Ok, the DIY LED fixture is almost done. I mounted it on the tank today. What is left is to paint the tubing white.

The tubing has brackets on the back of the tank. Meaning that it can be lowered or raised easily.

The lenses on the LEDs are 60 degrees. From what I could tell even if you are sitting down in the room the light does not hit your eyes.

The LED can be dimmed manually. I intent to get a controller that will allow for fine adjusting the light intensity according to a schedule. Basically a gradual "sunrise", "strong midday light", and a gradual "afternoon to dusk" lighting.

Right now I'm testing how hot the fixture will get. Remember - these are 5 watt LEDs (total of 60 watts) if run at 100%. Which gives way too much light on the bottom of the tank. The idea is to run them at about 30-40% and that way there will be negligible heating and of course no need for any kind of fans. Meaning no noise from the light fixture at all.

Since this is an experiment about the benefits of the microorganisms in a planted tank note that the water has debries and does not appear perfectly clean. That is because right before installing the picture I added some water to the tank that stirred everything. But since the first day I set up this tank the water has been absolutely crystal clear - once again, as only a biofilter can clean an aquarium water.

Tomorrow I hope to get some CO2. This is starting to come together!
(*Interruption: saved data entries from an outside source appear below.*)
PR #3497, opened 2024-07-08
#2990 - Supporting User Footer

katrina-aot-git:
Change when supporting user footer is hidden (keep the footer visible on repeat searches).

### DIFF
--- a/sources/packages/web/src/views/supporting-user/SupportingInformation.vue
+++ b/sources/packages/web/src/views/supporting-user/SupportingInformation.vue
@@ -237,7 +237,6 @@ export default defineComponent({
               break;
           }
         } else {
-          showNav.value = false;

https://photos.app.goo.gl/mWJt8pjDfeN9vHzD3


----------



## hoppycalif (Apr 7, 2005)

Are you interested in borrowing a good PAR meter to measure the light you are getting, and help with adjusting the intensity to what you want? Search the For Sale forum for PAR Meter.


----------



## niko (Jan 28, 2004)

hoppycalif said:


> Are you interested in borrowing a good PAR meter to measure the light you are getting, and help with adjusting the intensity to what you want? Search the For Sale forum for PAR Meter.


Well, yes. But you forget that some years ago I bought one from you. 

I compared it to the local club PAR meter which is a commercial one. The readings were the same. At least for LEDs like the ones I used on this fixture (same as the ones I used to compare the PAR meters).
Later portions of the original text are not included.